Python is great. It’s everywhere, and there are tools for everything imaginable. But the type system is lacking (despite me really enjoying mypy lately), there are no macros or multiple dispatch, and I will never not think this code is wrong:

if True:
    x = 1  # This binding should NOT leak out of scope.
print(x + 1)

When I use Python, I basically always get the job done, but I also feel like I’m settling somewhat.

Go

Go is so close to being my perfect language. In fact, I think Go 2 might be, whenever it exists. I want generics and I want less if err != nil boilerplate. Even though Go is not expression-based, doesn’t have multiple dispatch, and has no form of macros (no, go generate doesn’t count), I wouldn’t miss them that much. I’ll keep my fingers crossed.

OCaml

I’ve only spent a short time learning OCaml, but I think that it might be the language for me going forward. It’s statically compiled with a powerful type system and robust tooling, including a REPL. The only box it doesn’t check is multiple dispatch, and I can live without that. I just need some more time to wrap my head around it, because it is admittedly quite complex.

Honourable Mentions

“Lisp”: In quotes because there are many to choose from. I spent a while getting to know Clojure via Advent of Code but wasn’t super satisfied, since pretty much every solution was a clunky reduce (PEBCAK probably applies here). Common Lisp looks promising, since it also includes multiple dispatch. But Lisps tend to be as dynamic as it gets, and I prefer more static type systems.

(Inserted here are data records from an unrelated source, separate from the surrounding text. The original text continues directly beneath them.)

PR #227, opened 2022-07-20
Rs2bril

Pat-Lafon:
I've been motivate to write `rs2bril` like the current `ts2bril`. I didn't quite realize until half way through that the stalled #107 also has an implementation of a `rs2bril` like tool. We approached the problem in a similar way so there was some repeated work though we are targeting different extensions of Bril so this pr has some set of new contributions. The implementation structure is similar enough that https://www.cs.cornell.edu/courses/cs6120/2020fa/blog/bril-algebraic-data-types/ can be used as an overview.

#107's `rs2bril` targets core Bril + ADT's. `ts2bril` targets core Bril + Floats. This pr implements a `rs2bril` tool which targets core Bril + Floats + Memory. I've added a full list of limitations that I'm aware of to the README, I will highlight a few:
- Currently requires all variable declarations to be explicitly typed.
- `println!` is expected to be valid rust unlike in #107, however the format string is ignored during compilation and you can only pass variables as arguments.
- It always assumes valid Rust code(you can run all of your code as Rust first!), except in the case that you want to pass arguments to main. In this case, just declare function arguments to main like any other function(which makes it not valid Rust).
- Memory is implemented as Rust Arrays/Slices. This means that they are statically sized with integer literals and must be initialized on creation. I've also specialized `drop` to compile to `free`. Programmers need to manually manage their memory(by dropping arrays). This could be a use case for https://www.cs.cornell.edu/courses/cs6120/2020fa/blog/asmm/ .

It can provide source positions via the `-p` flag though many are probably off/missing.

`example.rs` has some example syntax that is supported. I've added a set of tests which are equivalent to the `ts2bril` tests plus more complicated benchmarks like `ackermann.rs`, `riemann.rs` and `cholesky.rs`(which is probably the best representation of what `rs2bril` can do).


sampsyo:
Wow; super cool that this works!! I really like the idea to support passing around slices as the way to get Bril pointers. It's a nice compromise between Rustiness and practicality for mapping to the Bril memory extension.

I'm sure there's plenty more to do, but do you think this is ready for "v1" to be merged into the monorepo?

Pat-Lafon:
> I'm sure there's plenty more to do, but do you think this is ready for "v1" to be merged into the monorepo?

I think I've largely accomplished what I set out to do(be able to compile and run one of the non-trivial memory-based benchmarks in both the Rust Playground and as Bril). It has some kind of documentation which includes it's limitations(which can double as future work) along with a passing test suite/lint checks. I don't have any further commits planned for this pr beyond any changes you may ask for or bug fixes that come up.

sampsyo:
Awesome! Super great work on this; it looks extremely cool.

PR #228, opened 2022-07-20
pgo for brilirs

Pat-Lafon:
Profile-Guided Optimization kind of seems like a modest amount of free performance(~5%). Cargo/Rust make using LLVM's support for this rather easy so I've included a shell script + make commands to compile `brilirs` with this optimization.


sampsyo (approved):
Looks good from here! Cool that this is not too tricky to get going.

PR #229, opened 2022-07-20
Actual BrildErrors in Brild

Pat-Lafon:
Adds some structured errors to Brild via `thiserror`. There are still a couple `expect`/`panic` but I believe these would be triggered because of a bug and not because of user input.


sampsyo (approved):
Great. I didn't know about the `thiserror` crate; this looks like a convenient way to go about this kind of setup.

PR #232, opened 2022-07-26
Richer Source Positions

Pat-Lafon:
Now that there are a couple of front-end compilers, specifically looking at #227 and #197, I want to tie things together into a nice bow by extending #161 with (optional) richer source position information as discussed in part in #191.

To support something span-like, this pr adds an optional `pos_end` field to describe the end line/column of the position.

To provide source code for the error message, this pr adds an optional `src` field which is an absolute path to the original file that this position points to. Note that the `src` field does not need to be the same across the entire Bril program.

Each is currently described as their own field to be compatible with the original specification, but I would probably like to combine them into one object if that's fine. Something like 

```JSON
{
  ...
  "pos": {
    "pos_start" : {"row": <int>, "col": <int>},
    "pos_end" : {"row": <int>, "col": <int>}?,
    "src" : "<string>"?,
  }
}
```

Rust: I feel like Rust could be the right language if I put enough time into it. It does check pretty much every box (although compile times sort of suck), but I just haven’t been able to get over the initial learning curve and I don’t gain a ton from the safety guarantees that you pay so much for.

Pony: Pony interests me a lot, but I don’t yet have a great use for reference capabilities, its “killer feature”.

Zig: I definitely want to get to know Zig, I just haven’t found the time. I do however think it’s probably more low-level than what I need.


Moral of the story: I should buckle down and get good at OCaml. The other moral of the story, though, is that there will probably never be a “perfect” programming language, even for specific domains. It’s a constant game of tradeoffs.